(Saved entries)
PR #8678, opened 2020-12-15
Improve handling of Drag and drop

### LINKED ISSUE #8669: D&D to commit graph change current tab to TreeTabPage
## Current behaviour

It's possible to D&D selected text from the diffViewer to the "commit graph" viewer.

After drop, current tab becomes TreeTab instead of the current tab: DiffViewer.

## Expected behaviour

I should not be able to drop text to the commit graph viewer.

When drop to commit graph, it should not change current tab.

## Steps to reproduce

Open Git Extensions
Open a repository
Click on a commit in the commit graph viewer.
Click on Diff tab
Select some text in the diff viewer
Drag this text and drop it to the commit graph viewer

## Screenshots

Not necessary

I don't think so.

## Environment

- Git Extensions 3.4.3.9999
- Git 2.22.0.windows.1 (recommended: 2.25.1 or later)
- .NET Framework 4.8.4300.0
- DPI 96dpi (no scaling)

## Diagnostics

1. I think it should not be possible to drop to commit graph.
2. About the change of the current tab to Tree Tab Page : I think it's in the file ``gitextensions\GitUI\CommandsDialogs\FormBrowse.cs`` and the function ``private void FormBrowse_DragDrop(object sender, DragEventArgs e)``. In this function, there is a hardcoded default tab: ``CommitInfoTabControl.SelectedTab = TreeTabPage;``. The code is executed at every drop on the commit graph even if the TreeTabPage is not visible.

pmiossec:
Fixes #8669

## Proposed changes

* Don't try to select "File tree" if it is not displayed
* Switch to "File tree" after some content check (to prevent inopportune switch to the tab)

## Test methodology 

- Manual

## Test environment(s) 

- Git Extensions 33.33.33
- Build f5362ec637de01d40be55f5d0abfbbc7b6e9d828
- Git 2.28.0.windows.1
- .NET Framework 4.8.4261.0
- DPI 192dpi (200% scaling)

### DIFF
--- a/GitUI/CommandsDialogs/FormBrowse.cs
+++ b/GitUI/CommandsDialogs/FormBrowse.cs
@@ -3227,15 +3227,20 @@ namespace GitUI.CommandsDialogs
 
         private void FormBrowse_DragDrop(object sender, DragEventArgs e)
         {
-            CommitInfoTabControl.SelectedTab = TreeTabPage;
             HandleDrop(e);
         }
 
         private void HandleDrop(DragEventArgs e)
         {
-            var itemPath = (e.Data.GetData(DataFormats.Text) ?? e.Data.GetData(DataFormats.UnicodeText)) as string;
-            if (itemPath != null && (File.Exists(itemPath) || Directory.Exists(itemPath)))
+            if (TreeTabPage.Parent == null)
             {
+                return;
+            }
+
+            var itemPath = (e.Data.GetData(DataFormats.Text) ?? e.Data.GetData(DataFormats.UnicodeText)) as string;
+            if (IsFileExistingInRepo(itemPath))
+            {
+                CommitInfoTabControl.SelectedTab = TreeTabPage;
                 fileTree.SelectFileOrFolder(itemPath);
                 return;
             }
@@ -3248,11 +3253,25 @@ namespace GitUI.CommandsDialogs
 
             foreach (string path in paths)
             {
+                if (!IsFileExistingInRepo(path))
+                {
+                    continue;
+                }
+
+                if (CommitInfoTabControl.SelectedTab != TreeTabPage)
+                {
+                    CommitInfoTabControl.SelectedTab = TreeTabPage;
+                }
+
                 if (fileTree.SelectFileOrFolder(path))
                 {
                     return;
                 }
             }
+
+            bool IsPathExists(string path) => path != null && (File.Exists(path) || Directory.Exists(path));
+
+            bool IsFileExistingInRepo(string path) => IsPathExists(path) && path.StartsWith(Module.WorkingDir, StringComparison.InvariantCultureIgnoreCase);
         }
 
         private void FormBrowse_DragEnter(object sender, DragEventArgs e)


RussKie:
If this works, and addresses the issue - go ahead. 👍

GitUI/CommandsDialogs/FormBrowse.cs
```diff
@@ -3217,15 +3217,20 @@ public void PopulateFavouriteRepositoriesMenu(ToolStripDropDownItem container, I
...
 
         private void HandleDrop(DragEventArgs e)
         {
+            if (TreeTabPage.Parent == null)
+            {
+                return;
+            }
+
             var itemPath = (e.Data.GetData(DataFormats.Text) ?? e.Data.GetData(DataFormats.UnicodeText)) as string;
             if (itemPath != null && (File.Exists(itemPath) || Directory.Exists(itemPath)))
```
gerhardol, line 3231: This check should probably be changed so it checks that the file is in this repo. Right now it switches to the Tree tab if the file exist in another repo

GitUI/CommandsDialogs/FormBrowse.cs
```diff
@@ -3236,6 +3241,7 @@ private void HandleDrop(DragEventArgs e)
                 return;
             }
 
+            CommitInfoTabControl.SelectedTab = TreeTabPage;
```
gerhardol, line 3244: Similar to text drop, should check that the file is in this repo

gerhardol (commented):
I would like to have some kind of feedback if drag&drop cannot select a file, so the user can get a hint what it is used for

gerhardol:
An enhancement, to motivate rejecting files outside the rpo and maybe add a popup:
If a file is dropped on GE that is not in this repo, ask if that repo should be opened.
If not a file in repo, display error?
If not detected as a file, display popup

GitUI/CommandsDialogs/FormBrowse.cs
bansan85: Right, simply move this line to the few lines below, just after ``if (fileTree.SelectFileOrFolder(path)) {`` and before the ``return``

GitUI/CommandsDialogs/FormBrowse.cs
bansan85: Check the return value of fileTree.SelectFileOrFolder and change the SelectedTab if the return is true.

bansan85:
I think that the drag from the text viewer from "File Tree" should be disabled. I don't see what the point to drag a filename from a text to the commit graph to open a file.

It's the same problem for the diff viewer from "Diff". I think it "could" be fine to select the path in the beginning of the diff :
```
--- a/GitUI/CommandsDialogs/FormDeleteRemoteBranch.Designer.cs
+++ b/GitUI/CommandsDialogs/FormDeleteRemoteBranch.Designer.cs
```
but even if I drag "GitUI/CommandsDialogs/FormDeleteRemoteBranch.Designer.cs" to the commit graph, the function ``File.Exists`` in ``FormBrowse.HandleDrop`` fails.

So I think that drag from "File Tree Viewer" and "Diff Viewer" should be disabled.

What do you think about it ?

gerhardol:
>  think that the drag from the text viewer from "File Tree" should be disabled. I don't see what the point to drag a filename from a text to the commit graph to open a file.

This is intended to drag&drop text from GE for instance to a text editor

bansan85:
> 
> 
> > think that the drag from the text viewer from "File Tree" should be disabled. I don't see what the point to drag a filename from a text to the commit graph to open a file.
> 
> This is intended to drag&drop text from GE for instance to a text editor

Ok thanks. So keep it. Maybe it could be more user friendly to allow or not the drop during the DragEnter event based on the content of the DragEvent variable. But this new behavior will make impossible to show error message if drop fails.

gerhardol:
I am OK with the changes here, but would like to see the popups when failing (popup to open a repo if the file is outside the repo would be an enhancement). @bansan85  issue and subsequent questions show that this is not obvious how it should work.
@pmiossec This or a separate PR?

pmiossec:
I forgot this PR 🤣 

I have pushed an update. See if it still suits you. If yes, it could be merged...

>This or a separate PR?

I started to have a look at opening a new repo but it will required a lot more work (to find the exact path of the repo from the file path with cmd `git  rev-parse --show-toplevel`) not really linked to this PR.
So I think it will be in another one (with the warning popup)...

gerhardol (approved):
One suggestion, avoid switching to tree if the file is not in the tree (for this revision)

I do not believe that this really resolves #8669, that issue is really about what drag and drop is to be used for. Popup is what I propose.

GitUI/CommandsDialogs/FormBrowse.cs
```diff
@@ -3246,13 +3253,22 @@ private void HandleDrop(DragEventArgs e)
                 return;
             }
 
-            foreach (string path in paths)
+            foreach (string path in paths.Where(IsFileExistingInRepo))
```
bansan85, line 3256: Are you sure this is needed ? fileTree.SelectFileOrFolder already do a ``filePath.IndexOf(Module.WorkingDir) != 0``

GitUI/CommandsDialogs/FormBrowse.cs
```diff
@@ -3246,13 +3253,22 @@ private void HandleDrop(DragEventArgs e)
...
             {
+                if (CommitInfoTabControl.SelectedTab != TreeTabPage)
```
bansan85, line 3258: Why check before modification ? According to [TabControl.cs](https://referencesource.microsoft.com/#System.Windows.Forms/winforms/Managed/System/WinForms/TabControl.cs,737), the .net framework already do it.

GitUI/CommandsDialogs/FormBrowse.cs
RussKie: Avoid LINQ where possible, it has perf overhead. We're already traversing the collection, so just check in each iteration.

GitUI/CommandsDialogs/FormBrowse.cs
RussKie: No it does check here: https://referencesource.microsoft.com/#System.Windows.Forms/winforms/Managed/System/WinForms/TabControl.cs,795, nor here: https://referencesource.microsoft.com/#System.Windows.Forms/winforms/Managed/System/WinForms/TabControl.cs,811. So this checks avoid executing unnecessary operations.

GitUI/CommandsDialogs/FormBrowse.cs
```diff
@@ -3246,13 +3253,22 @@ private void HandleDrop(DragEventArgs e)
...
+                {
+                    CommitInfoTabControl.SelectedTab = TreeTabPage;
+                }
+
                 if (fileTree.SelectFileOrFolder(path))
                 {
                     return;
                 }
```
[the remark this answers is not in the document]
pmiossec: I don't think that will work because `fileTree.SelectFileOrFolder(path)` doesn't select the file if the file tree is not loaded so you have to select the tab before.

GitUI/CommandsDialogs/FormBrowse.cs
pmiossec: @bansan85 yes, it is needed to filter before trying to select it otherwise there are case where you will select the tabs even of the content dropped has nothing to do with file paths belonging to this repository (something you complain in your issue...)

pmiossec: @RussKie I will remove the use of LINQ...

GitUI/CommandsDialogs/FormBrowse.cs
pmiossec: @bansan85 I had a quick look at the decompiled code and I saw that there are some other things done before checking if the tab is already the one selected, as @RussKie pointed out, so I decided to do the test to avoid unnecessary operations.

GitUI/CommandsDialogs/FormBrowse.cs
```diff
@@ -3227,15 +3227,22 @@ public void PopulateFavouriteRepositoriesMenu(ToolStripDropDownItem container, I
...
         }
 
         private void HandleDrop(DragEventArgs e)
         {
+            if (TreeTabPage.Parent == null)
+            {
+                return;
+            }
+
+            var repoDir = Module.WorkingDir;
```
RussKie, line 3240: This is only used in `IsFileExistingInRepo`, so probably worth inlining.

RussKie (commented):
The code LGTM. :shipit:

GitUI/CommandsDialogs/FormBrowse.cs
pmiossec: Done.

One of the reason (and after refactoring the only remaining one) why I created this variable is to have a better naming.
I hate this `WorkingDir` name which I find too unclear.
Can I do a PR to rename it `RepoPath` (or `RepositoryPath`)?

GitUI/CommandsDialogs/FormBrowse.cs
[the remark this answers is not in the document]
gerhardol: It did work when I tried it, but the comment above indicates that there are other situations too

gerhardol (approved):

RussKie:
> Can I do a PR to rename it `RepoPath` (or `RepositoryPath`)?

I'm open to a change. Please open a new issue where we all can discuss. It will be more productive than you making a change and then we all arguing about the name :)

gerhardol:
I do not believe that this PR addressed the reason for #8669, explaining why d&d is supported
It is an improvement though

==

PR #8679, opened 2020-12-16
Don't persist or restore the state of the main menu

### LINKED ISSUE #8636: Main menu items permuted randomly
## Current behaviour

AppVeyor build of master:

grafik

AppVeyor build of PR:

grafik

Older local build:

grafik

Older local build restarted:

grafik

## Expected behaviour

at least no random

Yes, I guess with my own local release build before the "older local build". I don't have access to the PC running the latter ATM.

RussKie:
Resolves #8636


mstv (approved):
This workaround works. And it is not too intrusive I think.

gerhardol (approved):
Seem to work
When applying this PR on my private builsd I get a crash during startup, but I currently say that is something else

...

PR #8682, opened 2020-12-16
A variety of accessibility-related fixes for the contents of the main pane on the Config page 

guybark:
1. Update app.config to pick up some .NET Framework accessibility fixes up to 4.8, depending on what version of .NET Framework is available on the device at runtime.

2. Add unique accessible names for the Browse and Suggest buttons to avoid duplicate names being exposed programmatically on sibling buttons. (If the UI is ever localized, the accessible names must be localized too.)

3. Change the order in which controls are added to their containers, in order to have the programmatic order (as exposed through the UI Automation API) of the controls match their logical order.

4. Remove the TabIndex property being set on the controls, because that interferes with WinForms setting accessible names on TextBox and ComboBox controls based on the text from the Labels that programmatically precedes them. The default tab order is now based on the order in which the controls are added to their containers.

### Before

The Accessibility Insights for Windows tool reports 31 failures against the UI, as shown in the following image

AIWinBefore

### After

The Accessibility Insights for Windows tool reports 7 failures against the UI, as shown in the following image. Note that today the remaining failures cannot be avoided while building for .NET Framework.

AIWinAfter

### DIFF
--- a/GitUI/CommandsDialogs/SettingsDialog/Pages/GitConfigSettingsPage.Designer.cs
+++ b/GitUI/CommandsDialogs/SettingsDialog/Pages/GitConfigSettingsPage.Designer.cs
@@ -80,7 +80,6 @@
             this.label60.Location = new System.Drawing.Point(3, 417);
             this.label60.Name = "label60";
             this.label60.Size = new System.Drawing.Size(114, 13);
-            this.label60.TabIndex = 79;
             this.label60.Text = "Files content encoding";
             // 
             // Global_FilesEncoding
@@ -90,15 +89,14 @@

**ABOUT THIS TASK**
The answer must consist of every line above that contains the word "order".

**ANSWER TO THIS PROBLEM**
3. Change the order in which controls are added to their containers, in order to have the programmatic order (as exposed through the UI Automation API) of the controls match their logical order.
4. Remove the TabIndex property being set on the controls, because that interferes with WinForms setting accessible names on TextBox and ComboBox controls based on the text from the Labels that programmatically precedes them. The default tab order is now based on the order in which the controls are added to their containers.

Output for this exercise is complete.